Hence, there are no vertical asymptotes either.
### Conclusion:
After analyzing the function [tex]\( y = \sqrt{1 + x^2} \sin \frac{1}{x} \)[/tex] as [tex]\( x \)[/tex] approaches positive and negative infinity, as well as zero, we can conclude:
The curve [tex]\(y = \sqrt{1 + x^2} \sin \frac{1}{x} \)[/tex] does not have vertical or horizontal asymptotes.
### 1. Horizontal Asymptotes:
Horizontal asymptotes occur if the function approaches a specific finite value as [tex]\( x \)[/tex] approaches [tex]\( \infty \)[/tex] or [tex]\( -\infty \)[/tex].
- As [tex]\( x \to \infty \)[/tex]:
The term [tex]\( \sqrt{1 + x^2} \)[/tex] grows without bound because [tex]\(1 + x^2\)[/tex] becomes very large and taking the square root of a very large number still results in a large number. On the other hand, [tex]\(\sin \frac{1}{x} \)[/tex] oscillates between -1 and 1, but does not settle to any particular value. As a result, the product [tex]\(\sqrt{1 + x^2} \sin \frac{1}{x}\)[/tex] also oscillates and does not approach a finite limit.
- As [tex]\( x \to -\infty \)[/tex]:
Similarly, the behavior when [tex]\( x \to -\infty \)[/tex] is analogous to [tex]\( x \to \infty \)[/tex]. Here, [tex]\(\sqrt{1 + x^2}\)[/tex] still grows large since the square root of a large positive number is always positive and large. [tex]\(\sin \frac{1}{x} \)[/tex] continues to oscillate between -1 and 1. Therefore, the product [tex]\(\sqrt{1 + x^2} \sin \frac{1}{x}\)[/tex] oscillates as well and does not approach a finite limit.
Thus, the function does not have horizontal asymptotes.
### 2. Vertical Asymptotes:
Vertical asymptotes commonly occur if the function heads to [tex]\(\infty\)[/tex] or [tex]\(-\infty\)[/tex] as [tex]\(x\)[/tex] approaches a certain finite value.
- As [tex]\( x \to 0 \)[/tex]:
Consider the limit as [tex]\( x \)[/tex] approaches zero. The term [tex]\(\frac{1}{x}\)[/tex] grows extremely large in magnitude, causing the sine function to oscillate very rapidly between -1 and 1. This rapid oscillation means [tex]\(\sin \frac{1}{x}\)[/tex] does not settle to any finite value, but rather, causes [tex]\( \sqrt{1 + x^2} \sin \frac{1}{x} \)[/tex] to oscillate uncontrollably. Therefore, there is no specific direction towards infinity or negative infinity.

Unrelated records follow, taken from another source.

PR #485, opened 2025-10-13
main: Support committing directly to the base branch

### LINKED ISSUE #255: Option to commit to the current branch
Sometimes a separate update branch may be unwanted, e.g. if the update isn't going through PR workflow, or the workflow needs to be customized. In such case, an option to commit directly to the current branch can be useful.

bbhtt:
Fixes https://github.com/flathub-infra/flatpak-external-data-checker/issues/255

Hence, there are no vertical asymptotes either.
### Conclusion:
After analyzing the function [tex]\( y = \sqrt{1 + x^2} \sin \frac{1}{x} \)[/tex] as [tex]\( x \)[/tex] approaches positive and negative infinity, as well as zero, we can conclude:
The curve [tex]\(y = \sqrt{1 + x^2} \sin \frac{1}{x} \)[/tex] does not have vertical or horizontal asymptotes.